> Records for this exercise:

● ● ● ●

PR #6051, opened 2026-03-03
Bump MetalLB to 0.15.3; Bump FRR to 10.5.3+; e2e: do not skip frr service coredumps

booxter:
## 📑 Description

Bump metallb to 0.15.3 that has 10.1+ FRR stack with necessary fixes for segfaults in Alpine env.

Bump FRR images to 10.5.3 to include more fixes for coredumps.

Fixes #5782
Fixes #5453

## ✅ Checks

- [ ] My code requires changes to the documentation
- [ ] if so, I have updated the documentation as required
- [ ] My code requires tests
- [ ] if so, I have added and/or updated the tests as required
- [ ] All the tests have passed in the CI 

## Summary by CodeRabbit

* **Tests**
  * Coredump handling simplified: all coredump files are now collected and reported (no exclusions) but no longer fail test execution.
  * Added wait logic in e2e tests to ensure BGP routes are present before contacting load‑balanced services.

* **Chores**
  * Networking/demo tooling updated: MetalLB and FRR versions bumped; installation/patching steps simplified.

PR #6057, opened 2026-03-05
no-overlay: Add managed routing mode for BGP topology

pliurh:
## 📑 Description

Adds managed routing mode for no-overlay networks, allowing OVN-Kubernetes to automatically configure an internal BGP fabric without requiring external BGP infrastructure (OKEP-5259).

- Add frr-namespace config flag to ManagedBGPConfig (defaults to frr-k8s-system)
- Add managedbgp controller that watches nodes and maintains a full-mesh iBGP topology via a base FRRConfiguration, ensures a managed RouteAdvertisement exists for the default network, and filters self-peering in per-node configs
- Add KIND deployment support (--enable-no-overlay managed) for both kind.sh and kind-helm.sh, including Helm values, RBAC updates, and [bgp-managed] config section
- Enable managed routing mode in one CI lane

Fixes #

## ✅ Checks

- [ ] My code requires tests

## Summary by CodeRabbit

* **New Features**
  * Managed BGP routing for no-overlay mode with configurable AS, topology, FRR namespace, and option to run FRR in-cluster; new flags to control managed routing and outbound SNAT.

* **Tests**
  * CI matrix expanded to cover no-overlay variants (SNAT-enabled and managed).
  * New comprehensive unit tests for the managed BGP controller.

* **Chores**
  * CLI/Helm/values and scripts updated to expose new options and improve FRR/Kubernetes orchestration and readiness.

* **Bug Fixes**
  * Suppress self-neighbors in route advertisement generation; RBAC updated for routeadvertisements.

### DIFF
--- a/.github/workflows/test.yml
+++ b/.github/workflows/test.yml
@@ -469,8 +469,8 @@ jobs:
           - {"target": "shard-conformance", "ha": "noHA", "gateway-mode": "local",  "ipfamily": "dualstack", "disable-snat-multiple-gws": "snatGW",   "second-bridge": "1br", "ic": "ic-single-node-zones"}
           - {"target": "shard-conformance", "ha": "HA",   "gateway-mode": "shared", "ipfamily": "ipv4",      "disable-snat-multiple-gws": "noSnatGW",   "second-bridge": "1br", "ic": "ic-single-node-zones", "routeadvertisements": "advertise-default"}
           - {"target": "shard-conformance", "ha": "HA", "gateway-mode": "local",  "ipfamily": "dualstack", "disable-snat-multiple-gws": "noSnatGW",   "second-bridge": "1br", "ic": "ic-single-node-zones", "routeadvertisements": "advertise-default"}
-          - {"target": "shard-conformance", "ha": "HA",   "gateway-mode": "shared",  "ipfamily": "ipv6",     "disable-snat-multiple-gws": "noSnatGW",   "second-bridge": "1br", "ic": "ic-single-node-zones", "routeadvertisements": "advertise-default", "no-overlay": "true"}
-          - {"target": "shard-conformance", "ha": "noHA", "gateway-mode": "local",  "ipfamily": "dualstack", "disable-snat-multiple-gws": "noSnatGW",   "second-bridge": "1br", "ic": "ic-single-node-zones", "routeadvertisements": "advertise-default", "no-overlay": "snat-enabled"}
+          - {"target": "shard-conformance", "ha": "HA",   "gateway-mode": "shared", "ipfamily": "ipv6",      "disable-snat-multiple-gws": "noSnatGW",   "second-bridge": "1br", "ic": "ic-single-node-zones", "routeadvertisements": "advertise-default", "no-overlay": "true"}
+          - {"target": "shard-conformance", "ha": "noHA", "gateway-mode": "local",  "ipfamily": "dualstack", "disable-snat-multiple-gws": "noSnatGW",   "second-bridge": "1br", "ic": "ic-single-node-zones", "routeadvertisements": "managed", "no-overlay": "managed"}
           - {"target": "shard-conformance", "ha": "noHA", "gateway-mode": "shared", "ipfamily": "ipv6",      "disable-snat-multiple-gws": "snatGW",   "second-bridge": "1br", "ic": "ic-single-node-zones"}
           - {"target": "shard-conformance", "ha": "noHA", "gateway-mode": "shared", "ipfamily": "ipv4",      "disable-snat-multiple-gws": "snatGW",   "second-bridge": "1br", "ic": "ic-single-node-zones"}
           - {"target": "control-plane",     "ha": "HA",   "gateway-mode": "shared", "ipfamily": "ipv6",      "disable-snat-multiple-gws": "noSnatGW", "second-bridge": "1br", "ic": "ic-disabled"}
@@ -547,7 +547,8 @@ jobs:
       MULTI_POD_SUBNET: true
       DYNAMIC_UDN_ALLOCATION: "${{ matrix.target == 'network-segmentation-dynamic' }}"
       ENABLE_NO_OVERLAY: "${{ matrix.no-overlay != '' }}"
-      ENABLE_NO_OVERLAY_OUTBOUND_SNAT: "${{ matrix.no-overlay == 'snat-enabled' }}"
+      ENABLE_NO_OVERLAY_OUTBOUND_SNAT: "${{ matrix.no-overlay == 'snat-enabled' || matrix.no-overlay == 'managed' }}"
+      ENABLE_NO_OVERLAY_MANAGED_ROUTING: "${{ matrix.no-overlay == 'managed' }}"
     steps:
     - name: Check out code into the Go module directory
       uses: actions/checkout@v4


go-controller/pkg/util/multi_network.go
```diff
@@ -870,6 +876,12 @@ func (nInfo *userDefinedNetInfo) Transport() string {
 	return nInfo.transport
 }
 
+// OutboundSNAT() string returns the outbound SNAT configuration for this network when using no-overlay transport.
+func (nInfo *userDefinedNetInfo) OutboundSNAT() string {
+	// TODO: implement per-network no-overlay outbound SNAT configuration
+	return ""
+}
```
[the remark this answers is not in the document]
pliurh: This will be implemented in a separated PR.

pliurh:
@coderabbitai review again

pliurh:
@coderabbitai review

pliurh:
@coderabbitai review again

go-controller/pkg/clustermanager/managedbgp/controller.go
```diff
@@ -0,0 +1,316 @@
...
+	}
+
+	// Spec was modified
+	return !reflect.DeepEqual(oldRA.Spec, newRA.Spec)
+}
+
+func (c *Controller) reconcileNode(_ string) error {
+	if config.ManagedBGP.Topology != config.ManagedBGPTopologyFullMesh {
+		return nil
+	}
```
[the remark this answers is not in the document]
pliurh: Managed mode can be enabled for CUDN. We shall not only check if it's configured for the default network.

go-controller/pkg/clustermanager/routeadvertisements/controller.go
```diff
@@ -736,8 +736,20 @@ func (c *Controller) generateFRRConfiguration(
...
+			return nil, fmt.Errorf("failed to get node %s: %w", nodeName, err)
+		}
+		nodeV4, nodeV6 := util.GetNodeInternalAddrs(node)
+
 		targetRouter.Neighbors = make([]frrtypes.Neighbor, 0, len(source.Spec.BGP.Routers[i].Neighbors))
 		for _, neighbor := range source.Spec.BGP.Routers[i].Neighbors {
+			// Skip neighbors that are the node itself
+			if (nodeV4 != nil && neighbor.Address == nodeV4.String()) || (nodeV6 != nil && neighbor.Address == nodeV6.String()) {
+				continue
+			}
```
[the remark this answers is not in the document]
pliurh: It won't happen.

go-controller/pkg/clustermanager/clustermanager.go
```diff
@@ -260,6 +263,9 @@ func (cm *ClusterManager) Start(ctx context.Context) error {
 	}
 
 	if cm.raController != nil {
+		if err := cm.managedBGPController.Start(); err != nil {
+			return err
+		}
```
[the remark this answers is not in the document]
pliurh: It will be implemented by a separate PR.

contrib/kind-common.sh
```diff
@@ -1131,14 +1136,23 @@ destroy_bgp() {
...
 
 install_frr_k8s() {
+  local bgp_port=${1:-0}
   echo "Installing frr-k8s ..."
   clone_frr
 
   # apply frr-k8s
+  if [ "${bgp_port}" -ne 0 ]; then
+    sed -i "s/bgpd_options=\"\(.*\)-p 0\(.*\)\"/bgpd_options=\"\1-p ${bgp_port}\2\"/g" "${FRR_TMP_DIR}"/frr-k8s/config/all-in-one/frr-k8s.yaml
+  fi
```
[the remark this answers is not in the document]
pliurh: We use a specific version of frr-k8s. The frr-k8s.yaml won't be changed suddenly.

go-controller/pkg/config/config.go
```diff
@@ -676,6 +676,9 @@ type ManagedBGPConfig struct {
 	// Supported values: "full-mesh".
 	// Required when transport=no-overlay and routing=managed.
 	Topology string `gcfg:"topology"`
+	// FRRNamespace specifies the namespace where FRR-K8s FRRConfiguration resources are created
+	// when routing is managed.
+	FRRNamespace string `gcfg:"frr-namespace"`
```
trozet, line 683: hmm how come this is specific to managed BGP mode? I'm just thinking that today we already do BGP and we create FRR-K8S CRs, and we don't know the frr namespace...why is this needed now?

go-controller/pkg/clustermanager/managedbgp/controller.go
```diff
@@ -0,0 +1,482 @@
...
+)
+
+func managedHashedName(s string) string {
+	h := fnv.New32a()
+	_, _ = h.Write([]byte(s))
+	return fmt.Sprintf("%s%x", managedNamePrefix, h.Sum32())
+}
+
+// ManagedRouteAdvertisementName returns the name of the managed RouteAdvertisement
+// for the given network name. The name follows the pattern "ovnk-managed-<hash>"
```
trozet, line 56: I guess you are hashing cause you are worried about exceeding the name length? Why not use the network ID instead, then you dont have to worry about any potential hash collisions?

go-controller/pkg/clustermanager/managedbgp/controller.go
```diff
@@ -0,0 +1,482 @@
...
+	if oldNode == nil || newNode == nil {
+		return true
+	}
+	// We care about node IP changes
+	oldV4, oldV6 := util.GetNodeInternalAddrs(oldNode)
+	newV4, newV6 := util.GetNodeInternalAddrs(newNode)
+	return !reflect.DeepEqual(oldV4, newV4) || !reflect.DeepEqual(oldV6, newV6)
+}
+
+func (c *Controller) managedRANeedsUpdate(oldRA, newRA *ratypes.RouteAdvertisements) bool {
```
trozet, line 162: do we expect someone to update the RA other than us?

go-controller/pkg/clustermanager/managedbgp/controller.go
```diff
@@ -0,0 +1,482 @@
...
+	// excluding self-peering.
+	if err := c.ensureBaseFRRConfiguration(nodes); err != nil {
+		klog.Errorf("Failed to ensure base FRRConfiguration: %v", err)
+		return err
+	}
+
+	return nil
+}
+
+func (c *Controller) ensureBaseFRRConfiguration(allNodes []*corev1.Node) error {
```
trozet, line 252: nit: some doctext on this function would be good about the configuration it is creating as base. I'm guessing it is just BGP peering config between each node  right?

go-controller/pkg/clustermanager/managedbgp/controller.go
```diff
@@ -0,0 +1,482 @@
...
+		}
+		netSelector = apitypes.NetworkSelectors{{NetworkSelectionType: apitypes.DefaultNetwork}}
+	} else {
+		// CUDN: build a selector that matches the CUDN by the managed network label
+		netSelector = apitypes.NetworkSelectors{{
+			NetworkSelectionType: apitypes.ClusterUserDefinedNetworks,
+			ClusterUserDefinedNetworkSelector: &apitypes.ClusterUserDefinedNetworkSelector{
+				NetworkSelector: metav1.LabelSelector{
+					MatchLabels: map[string]string{
+						ManagedRANetworkLabel: networkName,
```
trozet, line 376: so we put this label on the RA and on the CUDN?

go-controller/pkg/clustermanager/managedbgp/controller.go
```diff
@@ -0,0 +1,482 @@
...
+			},
+			// nodeSelector must select all nodes for PodNetwork
+			NodeSelector: metav1.LabelSelector{},
+		},
+	}
+
+	existing, err := c.raLister.Get(raName)
+	if err != nil {
+		if apierrors.IsNotFound(err) {
+			klog.Infof("Creating managed RouteAdvertisement %s", raName)
```
trozet: these logs have the raName, which is a hash. It is hard to identify what network it belongs to. Can you also add the networkName in the log? Also add it for other logs in this function.

go-controller/pkg/clustermanager/managedbgp/controller.go
```diff
@@ -0,0 +1,482 @@
...
+			if err != nil && !apierrors.IsAlreadyExists(err) {
+				return err
+			}
+			return nil
+		}
+		return err
+	}
+
+	needsUpdate := !reflect.DeepEqual(existing.Spec, ra.Spec) ||
+		existing.Labels[ManagedRANetworkLabel] != networkName
```
trozet, line 422: how does this condition happen, where we have an raName that has a label with a different network? hash collision? Does this mean something in our state machine has gone seriously wrong and we should log an error at least?

go-controller/pkg/clustermanager/managedbgp/controller.go
```diff
@@ -0,0 +1,482 @@
...
+		_, err = c.raClient.K8sV1().RouteAdvertisements().Update(context.TODO(), updated, metav1.UpdateOptions{
+			FieldManager: fieldManager,
+		})
+		return err
+	}
+
+	return nil
+}
+
+// cleanupManagedResources removes the default network's managed RouteAdvertisement
```
trozet, line 440: why does it only clean up default network and not other networks as well?

go-controller/pkg/clustermanager/routeadvertisements/controller.go
```diff
@@ -736,15 +736,33 @@ func (c *Controller) generateFRRConfiguration(
...
+			return nil, fmt.Errorf("failed to get node %s: %w", nodeName, err)
+		}
+		nodeIfAddr, err := util.GetNodeIfAddrAnnotation(node)
+		if err != nil {
+			return nil, fmt.Errorf("failed to get node %s primary interface address annotation: %w", nodeName, err)
+		}
+		// Strip CIDR mask to get bare IP strings for neighbor comparison.
+		nodeV4, _, _ := strings.Cut(nodeIfAddr.IPv4, "/")
+		nodeV6, _, _ := strings.Cut(nodeIfAddr.IPv6, "/")
+
```
trozet, line 756: what are we doing this for? can we add comments?

are you trying to skip generating FRR RA for FRR configurations that are managed?

contrib/kind-common.sh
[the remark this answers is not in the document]
trozet: @booxter fyi

contrib/kind.sh
```diff
@@ -1068,8 +1075,16 @@ if [ "$OVN_ENABLE_DNSNAMERESOLVER" == true ]; then
     update_coredns_deployment_image
 fi
 if [ "$ENABLE_ROUTE_ADVERTISEMENTS" == true ]; then
-  deploy_frr_external_container
-  deploy_bgp_external_server
+  frr_port=0
+  if [ "$ENABLE_NO_OVERLAY_MANAGED_ROUTING" == true ]; then
+    # Enable bgp port listening on node, required for managed mode. FRR will listen on port 179 to receive BGP updates from other nodes.
+    frr_port=179
```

● ● ● ●

> Problem details:
Every line in the data that holds "implemented" should be copied out.

> Task answer:
pliurh: This will be implemented in a separated PR.
pliurh: It will be implemented by a separate PR.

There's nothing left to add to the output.